§ **Task to complete**: If a line in the records below contains the word "output", return that line.

§ **Given records**:

PR #221, opened 2017-12-22
[DEVOPS-61] Add terraform to bootstrap cache-s3 bucket

domenkozar:
Required for https://github.com/input-output-hk/cardano-sl/pull/2166

### DIFF
--- a/terraform/appveyor-s3-cache/README.md
+++ b/terraform/appveyor-s3-cache/README.md
@@ -37,4 +37,4 @@ environment:
       secure: BSNfEghh/xxx=
     AWS_SECRET_ACCESS_KEY
       secure: BSNfEghh/xxx=
-    BUCKET: XXX
+    S3_BUCKET: XXX
--- a/terraform/appveyor-s3-cache/README.md
+++ b/terraform/appveyor-s3-cache/README.md
@@ -1,0 +1,40 @@
+# Prerequisites
+
+To start with, create a bucket to store terraform state:
+
+- name: iohk-ops-tfstate
+- region: US West (N. California)
+- turn on versioning
+
+Side note: terraform will pick credentials from ~/.aws/credentials and you can switch profiles by doing
+
+     export AWS_PROFILE=iohk
+
+To start and see what terraform will do:
+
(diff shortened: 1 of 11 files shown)


terraform/appveyor-s3-cache/README.md
```diff
@@ -0,0 +1,40 @@
...
+
+And then modify appveyor.yml with the output values:
+
+environment:
+  global:
+    AWS_ACCESS_KEY_ID:
+      secure: BSNfEghh/xxx=
+    AWS_SECRET_ACCESS_KEY
+      secure: BSNfEghh/xxx=
+    BUCKET: XXX
```
lehins: Same as in https://github.com/input-output-hk/cardano-sl/pull/2166/files#r158594166 variable name is `S3_BUCKET`

lehins:
@domenkozar This looks great!

terraform/appveyor-s3-cache/main.tf
```diff
@@ -0,0 +1,31 @@
+provider "aws" {
+  region = "us-west-1"
+}
+
+terraform {
+  backend "s3" {
+    bucket  = "iohk-ops-tfstate"
```
deepfire: @domenkozar, is this snippet with the TF state S3 bucket intended to be copied to all TF deployments, or maybe we could separate it into a separate module, outside of the `appveyor-s3-cache`-specific part?

domenkozar: Yes, that's going to be shared between deployments. We can do that later on, once we expand tf usage

lehins: @domenkozar @deepfire It is common to use the same bucket for all deployments done with TF, although having a __separate__ TF state file is a good practice. So, I'd recommend for each logical deployment to have it's own snippet like that, granted with the same bucket name. Reasoning for this is fairly straightforward, you don't want to have one global state for your whole infrastructure. Of course, this is just a suggestion. :)

domenkozar: @lehins thanks!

§ **Written answer**:
Required for https://github.com/input-output-hk/cardano-sl/pull/2166
+And then modify appveyor.yml with the output values:
lehins: Same as in https://github.com/input-output-hk/cardano-sl/pull/2166/files#r158594166 variable name is `S3_BUCKET`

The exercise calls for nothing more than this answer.